Fig. 1.

Generation of DG^+/+ and partial-DG^−/− MEC populations by adenoviral infection of immortalized mouse MECs. (A) Diagram of DG, including the extracellular α-DG subunit, with central mucin domain, and the transmembrane β-DG subunit. (B) Diagram of laminin-111 (LN), including the three subunits (α, β, γ), and the five C-terminal LG domains, with respective receptor binding sites. (C) Western blot of cell extracts (5 μg protein) prepared on different days after infection of the immortalized, floxed DG mouse MEpG cell line with control or Cre-recombinase-expressing adenovirus to generate DG^+/+ and partial-DG^−/− cell populations, respectively. The first lane (far left) represents uninfected cells at time 0. Blots were incubated with antibodies specific for α-DG, C-terminal β-DG or E-cadherin (loading control), followed by HRP-conjugated secondary antibodies.
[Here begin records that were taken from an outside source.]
PR #1289, opened 2021-04-10
dataset examples file

nicholascar:
A short examples file showing how to use Dataset. We just don't have one!

### DIFF
--- a/examples/datasets.py
+++ b/examples/datasets.py
@@ -1,0 +1,146 @@
+"""
+An RDFLib Dataset is a slight extension to ConjunctiveGraph: it uses simpler terminology
+and has a few additional convenience method extensions, for example add() can be used to
+add quads directly to a specific Graph within the Dataset.
+
+This example file shows how to decalre a Dataset, add content to it, serialise it, query it
+and remove things from it.
+"""
+
+from rdflib import Dataset, URIRef, Literal, Namespace
+
+#
+#   Create & Add
+#
+
+# Create an empty Dataset
+d = Dataset()
+# Add a namespace prefix to it, just like for Graph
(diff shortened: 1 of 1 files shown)


white-gecko (changes requested):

Sizes of molecular mass markers are shown in kDa. (D) Vertically paired immunofluorescent images of DG^+/+ and partial-DG^−/− MEpG cell populations using primary antibodies specific for α-DG or C-terminal β-DG, followed by FITC-labeled secondary antibodies (upper panel). Nuclei were stained with propidium iodide (bottom panel). Bar, 60 μm.